Beginner-level documentation about structured data for GLAM-Wiki. Please help to improve!

And finally, GLAM-Wiki projects need solid technical infrastructure to contribute content to Wikimedia projects at scale – now also with support for structured data. Up until present, GLAM-Wiki collaborations around the world have flourished thanks to many dedicated batch upload, statistics and curation tools built by Wikimedia volunteers. In order to make this technical infrastructure more sustainable, Wikimedia Sverige (WMSE) is currently growing its capacity to become a GLAM Hub for the Wikimedia movement, and this includes the development of GLAM-Wiki tools that support structured data. If you want to stay informed, keep an eye on the meta.wikimedia.org page about this initiative!

This is the last of a series of blog posts on Wikimedia Space about GLAM pilot projects with Structured Data on Wikimedia Commons. Earlier posts are:

4 Likes

I indeed welcome all responses, thoughts and feedback, and am watching this thread! :hugs:

You might want to read and contribute to the discussion at https://commons.wikimedia.org/wiki/Commons:Village_pump#Depicts where even some ardent fans of Wikidata are questioning the way that data is populating the structured data tool and the fact that it is anything but structured and an opportunity for some creative vandalism at worst or complete overload with irrelevant, unstructured data at best.

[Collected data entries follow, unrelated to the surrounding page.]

PR #2007, opened 2026-05-20
Home: Details panel can become 0 width

### LINKED ISSUE #2005: Home: Details panel can become 0 width
It's hard to replicate but randomly clicking around the tasks page, switching between projects can sometimes cause the details panel to have width 0.

Image

https://discord.com/channels/517362899170230292/1001811244535259207/1506574516602671174

filipvnencak:
## Description of changes 

Fixes the Home details panel occasionally collapsing to 0 width after clicking or dragging task cards on the Kanban view.

## Technical details

- Removes the `isDragging ? 0 : ...` width collapse on the details `SplitterPanel` in `UserTasksContainer.jsx`. The 2024 cursor-alignment workaround is obsolete now that `DragOverlay` (via `KanBanCardOverlay`) tracks the cursor itself. Any drag-start without a paired drag-end (double-click race, view switch, dnd-kit edge case) used to leave the panel stranded at width 0.
- Drops the orphan `draggingIds` state, `onDraggingStart` / `onDraggingEnd` reducers, and their dispatches in `UserDashboardKanBan.jsx`'s drag handlers — no remaining consumers.
- Cleans up the dead `StyledSplitter` block that targeted the removed `.dragging` className.

## Additional context

Closes #2005

### DIFF
--- a/src/features/dashboard.js
+++ b/src/features/dashboard.js
@@ -16,7 +16,6 @@ const dashboardSlice = createSlice({
       assignees: getInitialStateLocalStorage('dashboard-tasks-assignees', []),
       assigneesFilter: getInitialStateLocalStorage('dashboard-tasks-assigneesFilter', 'me'),
       collapsedColumns: getInitialStateLocalStorage('dashboard-tasks-collapsedColumns', []),
-      draggingIds: [],
     },
   },
   reducers: {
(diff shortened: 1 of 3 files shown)


Innders (changes requested):
We need a solution that maintains the original behaviour. When dragging a task the details panel should be hidden .

Innders (changes requested):
Moving events on a far right column is super broken and it was broken before. There is no easy fix for that. Sorry can you please go back one commit so the details panel is NOT hidden when dragging, that actually works better.

Image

I am indeed following that discussion closely. It focuses on the impact of the computer-aided tagging tool, which I think is not very useful for GLAM purposes. GLAM-related projects indeed need high-quality, detailed structured data; that’s what the majority of GLAM pilot projects have looked at, and what I will continue to advise the GLAM-Wiki community to work with.

It’s pretty good for finding EXACTLY what you are looking for. But there is still a lot of files that needs some structured data.